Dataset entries
|---|
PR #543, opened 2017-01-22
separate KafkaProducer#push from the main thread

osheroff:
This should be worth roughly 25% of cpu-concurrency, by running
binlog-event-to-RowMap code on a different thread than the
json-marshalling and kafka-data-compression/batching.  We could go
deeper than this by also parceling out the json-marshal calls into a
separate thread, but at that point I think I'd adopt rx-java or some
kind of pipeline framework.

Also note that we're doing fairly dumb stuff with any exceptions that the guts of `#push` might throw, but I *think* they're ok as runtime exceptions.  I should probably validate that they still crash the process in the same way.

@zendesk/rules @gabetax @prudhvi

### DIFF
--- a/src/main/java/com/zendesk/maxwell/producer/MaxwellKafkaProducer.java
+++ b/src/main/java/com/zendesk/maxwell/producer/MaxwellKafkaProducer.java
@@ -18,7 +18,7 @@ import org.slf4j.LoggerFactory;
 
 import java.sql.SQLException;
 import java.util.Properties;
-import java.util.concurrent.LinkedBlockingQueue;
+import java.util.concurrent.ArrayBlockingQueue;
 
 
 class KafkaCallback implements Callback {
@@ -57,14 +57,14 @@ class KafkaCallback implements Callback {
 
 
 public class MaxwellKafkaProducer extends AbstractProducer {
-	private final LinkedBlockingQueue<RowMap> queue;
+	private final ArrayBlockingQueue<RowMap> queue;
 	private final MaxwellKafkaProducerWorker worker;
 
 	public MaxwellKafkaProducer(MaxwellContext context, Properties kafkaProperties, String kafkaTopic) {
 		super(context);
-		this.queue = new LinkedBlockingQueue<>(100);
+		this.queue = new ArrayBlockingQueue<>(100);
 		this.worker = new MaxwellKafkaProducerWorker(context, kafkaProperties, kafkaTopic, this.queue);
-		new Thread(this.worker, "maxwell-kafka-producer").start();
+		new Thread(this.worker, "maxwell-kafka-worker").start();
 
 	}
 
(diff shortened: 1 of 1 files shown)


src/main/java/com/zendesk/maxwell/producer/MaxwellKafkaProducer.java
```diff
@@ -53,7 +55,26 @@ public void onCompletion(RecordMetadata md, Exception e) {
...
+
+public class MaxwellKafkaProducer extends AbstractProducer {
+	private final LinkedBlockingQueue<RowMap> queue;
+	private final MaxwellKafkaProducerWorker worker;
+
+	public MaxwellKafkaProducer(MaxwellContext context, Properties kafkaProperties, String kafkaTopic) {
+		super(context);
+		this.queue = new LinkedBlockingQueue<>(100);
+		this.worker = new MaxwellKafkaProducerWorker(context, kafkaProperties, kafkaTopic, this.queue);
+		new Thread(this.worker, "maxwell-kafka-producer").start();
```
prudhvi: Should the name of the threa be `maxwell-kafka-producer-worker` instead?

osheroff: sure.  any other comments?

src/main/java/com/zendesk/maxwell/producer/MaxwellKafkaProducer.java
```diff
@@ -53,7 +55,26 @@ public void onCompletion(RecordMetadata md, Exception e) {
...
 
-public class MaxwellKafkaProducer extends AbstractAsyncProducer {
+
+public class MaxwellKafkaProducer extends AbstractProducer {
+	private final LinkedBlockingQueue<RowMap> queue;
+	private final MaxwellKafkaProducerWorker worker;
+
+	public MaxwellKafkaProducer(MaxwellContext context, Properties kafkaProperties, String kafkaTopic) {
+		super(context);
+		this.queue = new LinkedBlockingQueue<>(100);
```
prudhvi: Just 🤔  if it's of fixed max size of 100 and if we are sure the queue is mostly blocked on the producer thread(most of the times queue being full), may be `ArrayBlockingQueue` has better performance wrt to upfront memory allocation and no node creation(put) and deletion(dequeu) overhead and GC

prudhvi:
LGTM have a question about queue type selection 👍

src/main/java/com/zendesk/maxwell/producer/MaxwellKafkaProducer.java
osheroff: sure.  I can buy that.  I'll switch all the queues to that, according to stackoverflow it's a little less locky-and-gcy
|---|
Copy all the data. Match it exactly.

PR #543, opened 2017-01-22
separate KafkaProducer#push from the main thread

osheroff:
This should be worth roughly 25% of cpu-concurrency, by running
binlog-event-to-RowMap code on a different thread than the
json-marshalling and kafka-data-compression/batching.  We could go
deeper than this by also parceling out the json-marshal calls into a
separate thread, but at that point I think I'd adopt rx-java or some
kind of pipeline framework.

Also note that we're doing fairly dumb stuff with any exceptions that the guts of `#push` might throw, but I *think* they're ok as runtime exceptions.  I should probably validate that they still crash the process in the same way.

@zendesk/rules @gabetax @prudhvi

### DIFF
--- a/src/main/java/com/zendesk/maxwell/producer/MaxwellKafkaProducer.java
+++ b/src/main/java/com/zendesk/maxwell/producer/MaxwellKafkaProducer.java
@@ -18,7 +18,7 @@ import org.slf4j.LoggerFactory;
 
 import java.sql.SQLException;
 import java.util.Properties;
-import java.util.concurrent.LinkedBlockingQueue;
+import java.util.concurrent.ArrayBlockingQueue;
 
 
 class KafkaCallback implements Callback {
@@ -57,14 +57,14 @@ class KafkaCallback implements Callback {
 
 
 public class MaxwellKafkaProducer extends AbstractProducer {
-	private final LinkedBlockingQueue<RowMap> queue;
+	private final ArrayBlockingQueue<RowMap> queue;
 	private final MaxwellKafkaProducerWorker worker;
 
 	public MaxwellKafkaProducer(MaxwellContext context, Properties kafkaProperties, String kafkaTopic) {
 		super(context);
-		this.queue = new LinkedBlockingQueue<>(100);
+		this.queue = new ArrayBlockingQueue<>(100);
 		this.worker = new MaxwellKafkaProducerWorker(context, kafkaProperties, kafkaTopic, this.queue);
-		new Thread(this.worker, "maxwell-kafka-producer").start();
+		new Thread(this.worker, "maxwell-kafka-worker").start();
 
 	}
 
(diff shortened: 1 of 1 files shown)


src/main/java/com/zendesk/maxwell/producer/MaxwellKafkaProducer.java
```diff
@@ -53,7 +55,26 @@ public void onCompletion(RecordMetadata md, Exception e) {
...
+
+public class MaxwellKafkaProducer extends AbstractProducer {
+	private final LinkedBlockingQueue<RowMap> queue;
+	private final MaxwellKafkaProducerWorker worker;
+
+	public MaxwellKafkaProducer(MaxwellContext context, Properties kafkaProperties, String kafkaTopic) {
+		super(context);
+		this.queue = new LinkedBlockingQueue<>(100);
+		this.worker = new MaxwellKafkaProducerWorker(context, kafkaProperties, kafkaTopic, this.queue);
+		new Thread(this.worker, "maxwell-kafka-producer").start();
```
prudhvi: Should the name of the threa be `maxwell-kafka-producer-worker` instead?

osheroff: sure.  any other comments?

src/main/java/com/zendesk/maxwell/producer/MaxwellKafkaProducer.java
```diff
@@ -53,7 +55,26 @@ public void onCompletion(RecordMetadata md, Exception e) {
...
 
-public class MaxwellKafkaProducer extends AbstractAsyncProducer {
+
+public class MaxwellKafkaProducer extends AbstractProducer {
+	private final LinkedBlockingQueue<RowMap> queue;
+	private final MaxwellKafkaProducerWorker worker;
+
+	public MaxwellKafkaProducer(MaxwellContext context, Properties kafkaProperties, String kafkaTopic) {
+		super(context);
+		this.queue = new LinkedBlockingQueue<>(100);
```
prudhvi: Just 🤔  if it's of fixed max size of 100 and if we are sure the queue is mostly blocked on the producer thread(most of the times queue being full), may be `ArrayBlockingQueue` has better performance wrt to upfront memory allocation and no node creation(put) and deletion(dequeu) overhead and GC

prudhvi:
LGTM have a question about queue type selection 👍

src/main/java/com/zendesk/maxwell/producer/MaxwellKafkaProducer.java
osheroff: sure.  I can buy that.  I'll switch all the queues to that, according to stackoverflow it's a little less locky-and-gcy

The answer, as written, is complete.